**Material for the task:**
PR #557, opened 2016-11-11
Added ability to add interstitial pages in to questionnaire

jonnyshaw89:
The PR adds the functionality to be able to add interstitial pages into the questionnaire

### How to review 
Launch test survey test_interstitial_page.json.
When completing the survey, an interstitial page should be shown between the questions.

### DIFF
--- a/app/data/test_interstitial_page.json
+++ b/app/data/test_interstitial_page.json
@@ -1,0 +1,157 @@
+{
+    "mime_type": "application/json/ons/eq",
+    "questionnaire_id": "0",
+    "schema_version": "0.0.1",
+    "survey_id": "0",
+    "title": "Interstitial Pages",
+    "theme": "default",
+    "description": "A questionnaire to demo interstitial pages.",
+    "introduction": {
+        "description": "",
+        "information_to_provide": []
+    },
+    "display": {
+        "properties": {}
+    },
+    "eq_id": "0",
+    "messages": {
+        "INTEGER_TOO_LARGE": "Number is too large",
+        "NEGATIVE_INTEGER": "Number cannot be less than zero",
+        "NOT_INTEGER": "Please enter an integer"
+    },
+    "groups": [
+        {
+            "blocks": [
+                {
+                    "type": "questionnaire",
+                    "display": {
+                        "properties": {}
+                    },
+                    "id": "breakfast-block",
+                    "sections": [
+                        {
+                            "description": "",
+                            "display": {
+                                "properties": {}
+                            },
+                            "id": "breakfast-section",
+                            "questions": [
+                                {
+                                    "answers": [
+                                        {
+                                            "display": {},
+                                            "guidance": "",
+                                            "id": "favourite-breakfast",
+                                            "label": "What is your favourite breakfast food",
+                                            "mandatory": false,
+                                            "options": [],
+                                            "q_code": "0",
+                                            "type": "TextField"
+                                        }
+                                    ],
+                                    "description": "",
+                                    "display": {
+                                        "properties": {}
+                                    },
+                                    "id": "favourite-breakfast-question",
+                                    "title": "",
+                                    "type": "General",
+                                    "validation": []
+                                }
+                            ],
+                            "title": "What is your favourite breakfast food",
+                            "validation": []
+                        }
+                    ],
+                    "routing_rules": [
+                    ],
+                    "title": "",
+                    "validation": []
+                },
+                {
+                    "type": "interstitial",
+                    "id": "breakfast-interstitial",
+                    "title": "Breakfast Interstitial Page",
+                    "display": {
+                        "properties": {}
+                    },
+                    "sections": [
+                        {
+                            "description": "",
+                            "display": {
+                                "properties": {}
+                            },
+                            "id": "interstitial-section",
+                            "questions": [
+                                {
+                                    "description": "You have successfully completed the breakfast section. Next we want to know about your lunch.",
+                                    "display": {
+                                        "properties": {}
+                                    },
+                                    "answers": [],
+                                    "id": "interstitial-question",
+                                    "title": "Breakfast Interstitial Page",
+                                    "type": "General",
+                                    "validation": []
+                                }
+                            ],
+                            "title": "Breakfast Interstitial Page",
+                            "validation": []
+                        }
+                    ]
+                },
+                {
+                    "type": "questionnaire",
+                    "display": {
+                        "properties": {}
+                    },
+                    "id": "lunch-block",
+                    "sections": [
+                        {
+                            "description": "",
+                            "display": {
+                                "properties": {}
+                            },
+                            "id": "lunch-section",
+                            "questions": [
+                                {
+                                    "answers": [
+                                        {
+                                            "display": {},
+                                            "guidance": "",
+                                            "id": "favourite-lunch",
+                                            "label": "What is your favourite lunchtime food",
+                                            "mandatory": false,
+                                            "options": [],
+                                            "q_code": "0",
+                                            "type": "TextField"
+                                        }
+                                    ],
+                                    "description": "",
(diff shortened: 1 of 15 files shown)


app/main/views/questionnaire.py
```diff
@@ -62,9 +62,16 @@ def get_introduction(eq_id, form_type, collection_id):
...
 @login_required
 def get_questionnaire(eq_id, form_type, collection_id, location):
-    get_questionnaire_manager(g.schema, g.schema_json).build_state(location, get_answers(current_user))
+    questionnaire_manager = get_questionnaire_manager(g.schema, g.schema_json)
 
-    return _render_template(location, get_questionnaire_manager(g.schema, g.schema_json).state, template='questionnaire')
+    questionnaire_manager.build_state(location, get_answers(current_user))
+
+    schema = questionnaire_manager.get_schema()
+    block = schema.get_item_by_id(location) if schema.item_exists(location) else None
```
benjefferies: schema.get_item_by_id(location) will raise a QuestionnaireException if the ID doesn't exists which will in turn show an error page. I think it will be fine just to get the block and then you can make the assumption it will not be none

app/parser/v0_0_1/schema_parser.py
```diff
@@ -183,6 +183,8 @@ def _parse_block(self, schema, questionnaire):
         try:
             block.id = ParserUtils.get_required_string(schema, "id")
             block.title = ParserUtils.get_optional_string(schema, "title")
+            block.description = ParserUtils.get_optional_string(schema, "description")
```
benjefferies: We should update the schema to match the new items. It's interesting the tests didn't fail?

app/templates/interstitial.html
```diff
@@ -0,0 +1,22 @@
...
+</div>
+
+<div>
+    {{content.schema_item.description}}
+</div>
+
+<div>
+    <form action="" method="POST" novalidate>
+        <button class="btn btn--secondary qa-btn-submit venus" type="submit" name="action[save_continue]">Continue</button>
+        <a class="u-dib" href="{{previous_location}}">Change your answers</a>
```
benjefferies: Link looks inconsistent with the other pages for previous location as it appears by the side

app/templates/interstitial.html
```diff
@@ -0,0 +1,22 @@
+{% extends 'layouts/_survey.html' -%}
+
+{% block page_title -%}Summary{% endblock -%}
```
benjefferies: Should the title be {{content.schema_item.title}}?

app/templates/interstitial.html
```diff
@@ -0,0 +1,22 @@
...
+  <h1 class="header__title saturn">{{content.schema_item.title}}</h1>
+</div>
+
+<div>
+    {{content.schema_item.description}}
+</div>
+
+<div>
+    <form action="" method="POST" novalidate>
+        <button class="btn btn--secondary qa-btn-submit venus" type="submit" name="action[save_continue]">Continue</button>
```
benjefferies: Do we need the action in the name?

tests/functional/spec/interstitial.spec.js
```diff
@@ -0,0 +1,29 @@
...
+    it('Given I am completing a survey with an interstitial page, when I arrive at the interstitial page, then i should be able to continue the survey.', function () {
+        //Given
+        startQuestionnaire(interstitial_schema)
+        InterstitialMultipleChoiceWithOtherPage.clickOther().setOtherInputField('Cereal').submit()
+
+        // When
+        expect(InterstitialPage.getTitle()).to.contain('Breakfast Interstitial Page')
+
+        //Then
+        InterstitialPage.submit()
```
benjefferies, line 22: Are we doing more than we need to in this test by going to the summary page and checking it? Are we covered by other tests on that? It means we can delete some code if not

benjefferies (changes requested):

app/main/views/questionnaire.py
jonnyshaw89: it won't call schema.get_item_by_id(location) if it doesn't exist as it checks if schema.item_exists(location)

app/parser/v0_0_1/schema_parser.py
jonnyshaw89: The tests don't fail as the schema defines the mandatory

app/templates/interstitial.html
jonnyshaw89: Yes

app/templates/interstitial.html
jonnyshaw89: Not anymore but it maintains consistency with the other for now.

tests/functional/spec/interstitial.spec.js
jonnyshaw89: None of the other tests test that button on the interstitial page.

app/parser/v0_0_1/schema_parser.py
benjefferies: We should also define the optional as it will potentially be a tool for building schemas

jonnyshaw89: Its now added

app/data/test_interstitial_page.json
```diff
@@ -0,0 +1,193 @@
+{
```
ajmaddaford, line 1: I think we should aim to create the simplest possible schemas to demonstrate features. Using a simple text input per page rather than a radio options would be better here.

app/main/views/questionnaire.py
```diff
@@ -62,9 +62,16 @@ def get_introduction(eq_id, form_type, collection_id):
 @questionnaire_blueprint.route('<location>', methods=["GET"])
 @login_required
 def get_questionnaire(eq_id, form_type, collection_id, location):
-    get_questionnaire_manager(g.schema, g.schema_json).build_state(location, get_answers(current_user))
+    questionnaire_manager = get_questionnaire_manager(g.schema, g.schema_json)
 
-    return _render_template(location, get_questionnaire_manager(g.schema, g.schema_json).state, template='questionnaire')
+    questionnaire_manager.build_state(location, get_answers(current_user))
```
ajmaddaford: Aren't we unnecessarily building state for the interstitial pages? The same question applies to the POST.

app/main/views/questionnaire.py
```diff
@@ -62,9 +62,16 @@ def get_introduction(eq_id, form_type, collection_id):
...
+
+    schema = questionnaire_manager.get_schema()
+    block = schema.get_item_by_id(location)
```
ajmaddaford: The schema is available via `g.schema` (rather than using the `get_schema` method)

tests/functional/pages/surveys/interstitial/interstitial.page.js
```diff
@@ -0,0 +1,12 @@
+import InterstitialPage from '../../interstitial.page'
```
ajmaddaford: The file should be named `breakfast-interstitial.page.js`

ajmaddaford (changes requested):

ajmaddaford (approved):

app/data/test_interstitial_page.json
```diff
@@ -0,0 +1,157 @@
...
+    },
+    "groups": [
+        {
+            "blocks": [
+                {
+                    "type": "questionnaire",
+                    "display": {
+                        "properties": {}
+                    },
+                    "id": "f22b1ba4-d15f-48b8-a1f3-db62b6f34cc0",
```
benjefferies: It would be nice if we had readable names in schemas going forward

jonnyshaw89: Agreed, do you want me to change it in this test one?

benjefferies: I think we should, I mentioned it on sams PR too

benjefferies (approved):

**About this task:** Throughout the material above, find each line with "content" and return it.

**Solution:**
+    {{content.schema_item.description}}
benjefferies: Should the title be {{content.schema_item.title}}?
+  <h1 class="header__title saturn">{{content.schema_item.title}}</h1>
+    {{content.schema_item.description}}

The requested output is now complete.